Given records »
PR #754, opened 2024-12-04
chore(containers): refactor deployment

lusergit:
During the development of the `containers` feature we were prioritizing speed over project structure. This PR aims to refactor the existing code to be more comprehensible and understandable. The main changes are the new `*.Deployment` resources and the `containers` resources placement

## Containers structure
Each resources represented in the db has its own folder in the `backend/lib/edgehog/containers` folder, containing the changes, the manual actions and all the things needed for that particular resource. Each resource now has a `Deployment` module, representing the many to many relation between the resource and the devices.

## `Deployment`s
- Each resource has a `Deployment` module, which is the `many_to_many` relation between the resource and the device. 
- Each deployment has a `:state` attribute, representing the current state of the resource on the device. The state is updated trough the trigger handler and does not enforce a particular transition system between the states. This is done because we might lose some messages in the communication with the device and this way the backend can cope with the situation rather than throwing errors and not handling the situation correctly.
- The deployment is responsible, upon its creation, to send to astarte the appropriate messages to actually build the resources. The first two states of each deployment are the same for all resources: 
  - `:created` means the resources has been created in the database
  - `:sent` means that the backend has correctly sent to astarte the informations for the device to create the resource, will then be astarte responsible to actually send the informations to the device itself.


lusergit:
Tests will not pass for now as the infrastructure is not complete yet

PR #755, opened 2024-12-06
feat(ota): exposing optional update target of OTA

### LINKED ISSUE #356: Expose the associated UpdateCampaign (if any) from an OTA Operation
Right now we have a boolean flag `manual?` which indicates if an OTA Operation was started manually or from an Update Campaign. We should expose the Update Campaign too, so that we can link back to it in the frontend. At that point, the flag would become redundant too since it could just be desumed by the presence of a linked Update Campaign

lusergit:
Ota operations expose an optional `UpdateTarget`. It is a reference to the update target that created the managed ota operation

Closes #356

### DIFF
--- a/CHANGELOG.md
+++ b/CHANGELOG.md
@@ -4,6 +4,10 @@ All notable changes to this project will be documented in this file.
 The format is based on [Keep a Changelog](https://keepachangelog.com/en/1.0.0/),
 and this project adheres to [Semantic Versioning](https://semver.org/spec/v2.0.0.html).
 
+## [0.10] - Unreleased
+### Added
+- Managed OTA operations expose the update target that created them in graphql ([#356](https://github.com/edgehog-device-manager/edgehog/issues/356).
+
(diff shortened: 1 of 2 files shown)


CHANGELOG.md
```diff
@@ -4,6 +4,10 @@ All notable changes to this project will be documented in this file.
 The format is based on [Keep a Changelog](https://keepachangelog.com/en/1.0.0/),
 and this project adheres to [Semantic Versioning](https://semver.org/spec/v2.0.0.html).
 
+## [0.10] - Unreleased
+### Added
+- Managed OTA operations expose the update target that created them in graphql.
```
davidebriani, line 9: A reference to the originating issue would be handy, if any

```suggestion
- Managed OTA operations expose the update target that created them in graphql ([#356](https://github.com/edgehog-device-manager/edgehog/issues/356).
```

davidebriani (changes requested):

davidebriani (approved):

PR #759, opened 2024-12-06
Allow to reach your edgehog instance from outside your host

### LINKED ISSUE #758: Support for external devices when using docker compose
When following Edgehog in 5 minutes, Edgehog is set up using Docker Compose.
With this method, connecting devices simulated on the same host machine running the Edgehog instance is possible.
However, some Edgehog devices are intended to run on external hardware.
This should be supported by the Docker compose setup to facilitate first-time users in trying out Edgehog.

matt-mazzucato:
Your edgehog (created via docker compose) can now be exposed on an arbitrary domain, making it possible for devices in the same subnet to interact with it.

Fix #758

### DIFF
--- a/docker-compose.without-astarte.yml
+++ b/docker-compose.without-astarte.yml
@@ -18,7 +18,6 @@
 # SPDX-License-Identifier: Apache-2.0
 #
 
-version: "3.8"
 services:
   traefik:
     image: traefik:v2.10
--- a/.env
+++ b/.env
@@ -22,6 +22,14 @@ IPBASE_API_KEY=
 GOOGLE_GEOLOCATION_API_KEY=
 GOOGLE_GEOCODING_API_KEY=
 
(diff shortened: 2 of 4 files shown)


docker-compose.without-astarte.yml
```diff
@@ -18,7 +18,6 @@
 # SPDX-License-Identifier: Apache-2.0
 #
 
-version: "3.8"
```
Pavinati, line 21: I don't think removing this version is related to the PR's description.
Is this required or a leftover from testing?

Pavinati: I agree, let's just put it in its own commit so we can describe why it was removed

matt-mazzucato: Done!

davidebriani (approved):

* * *

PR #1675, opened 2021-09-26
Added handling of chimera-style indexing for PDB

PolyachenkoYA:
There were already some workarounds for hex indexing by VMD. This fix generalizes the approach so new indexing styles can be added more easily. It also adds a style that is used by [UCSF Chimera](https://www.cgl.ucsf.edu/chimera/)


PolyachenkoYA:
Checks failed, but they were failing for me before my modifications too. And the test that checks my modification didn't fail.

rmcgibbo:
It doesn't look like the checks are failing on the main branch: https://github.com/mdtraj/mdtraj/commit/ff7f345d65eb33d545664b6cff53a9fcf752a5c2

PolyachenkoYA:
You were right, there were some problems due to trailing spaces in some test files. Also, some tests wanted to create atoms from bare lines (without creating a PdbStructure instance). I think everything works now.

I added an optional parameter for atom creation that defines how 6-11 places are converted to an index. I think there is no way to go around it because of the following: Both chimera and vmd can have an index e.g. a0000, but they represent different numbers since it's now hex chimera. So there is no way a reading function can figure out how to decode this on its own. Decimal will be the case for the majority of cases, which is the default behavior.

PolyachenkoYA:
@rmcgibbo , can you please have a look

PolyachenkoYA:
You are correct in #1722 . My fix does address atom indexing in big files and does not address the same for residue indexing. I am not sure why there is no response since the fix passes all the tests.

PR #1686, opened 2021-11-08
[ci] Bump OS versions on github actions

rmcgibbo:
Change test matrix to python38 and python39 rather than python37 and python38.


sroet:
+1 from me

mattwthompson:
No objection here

About this exercise » Collect every line from the records above that contains the word "graphql".

Task result »
+- Managed OTA operations expose the update target that created them in graphql ([#356](https://github.com/edgehog-device-manager/edgehog/issues/356).
+- Managed OTA operations expose the update target that created them in graphql.
- Managed OTA operations expose the update target that created them in graphql ([#356](https://github.com/edgehog-device-manager/edgehog/issues/356).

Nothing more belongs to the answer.